### Exercise details
After locating the line that contains "Tooa: Here is" in the data below, set down exactly that line and each one after it through the line that contains "chore: removed google-analytics", and nothing more.

### Input
PR #2631, opened 2017-01-25
Fixes instanceof Object statements for objects from other windows and iFrames.

### LINKED ISSUE #2097: DataSet.update doesn't work for objects from iframe (gwt usage issue)
https://github.com/almende/vis/blob/master/lib/DataSet.js checks data parameter in update method using data instanceof Object. It won't work if data has been created in iframe.
Here is explanation:
https://groups.google.com/forum/#!topic/google-web-toolkit/CdgvqajYeDI

Proposal if to move instanceof checks to separate class as util methods and introduce additional check using toString method, like:
Object.prototype.toString.call(o) === '[object Object]

Thanks

ZacBrownBand:
Fixes #2097

I am proposing that the use of ` o instanceof Object` be replaced with `o && type of o === 'object'`.

I have only updated the instances in DataSet, I am not sure if these changes are needed elsewhere.


lib/DataSet.js
```diff
@@ -707,7 +707,7 @@ DataSet.prototype._remove = function (id) {
   if (util.isNumber(id) || util.isString(id)) {
     ident = id;
   }
-  else if (id instanceof Object) {
+  else if (id && typeof id ==='object') {
```
Tooa: Here is an empty space missing after `===`.

ZacBrownBand:
Pesky whitespace!

There are more cases of this, but I don't think the checks will be on objects passed from external sources like in DataSet.

PR #2670, opened 2017-02-02
chore: removed google-analytics from all examples

mojoaxel:


yotamberk:
Thanks for doing this. It should've happened a long time ago...

PR #2686, opened 2017-02-06
Added showX(YZ)Axis options to Graph3d

nmehrle:
Added options showXAxis, showYAxis, showZAxis to Graph3d. Default to true. Setting one to false disables drawing of respective axis, axis label, tick marks and tick mark labels. Setting all three to false and show grid to false allows display of data with no supplementary lines


nmehrle:
@mojoaxel @yotamberk

yotamberk:
Thanks again @nmehrle !

PR #2691, opened 2017-02-08
Timeline locales : add french

AurelienC:


yotamberk:
Hey @AurelienC , 2 problems:
1. If you want french to be added, add moment with locales. Don't add it to the core.
2. you've pushed to the `master` branch instead of `develop` so this can't be accepted.

PR #2789, opened 2020-10-08
Refactor ad-hoc entropy acquisition calls

yanmaani:
This patch amends four modules in `kernel` to use `rand:uniform/1` instead of ad-hoc combinations of `erlang:monotonic_time/0` and `erlang:unique_integer/0`. This makes the codebase slightly cleaner. It also means that any future improvements in `rand` will affect these parts of the codebase.


bjorng (changes requested):

bjorng:
Closing due to inactivity.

### Result
Tooa: Here is an empty space missing after `===`.

ZacBrownBand:
Pesky whitespace!

There are more cases of this, but I don't think the checks will be on objects passed from external sources like in DataSet.

PR #2670, opened 2017-02-02
chore: removed google-analytics from all examples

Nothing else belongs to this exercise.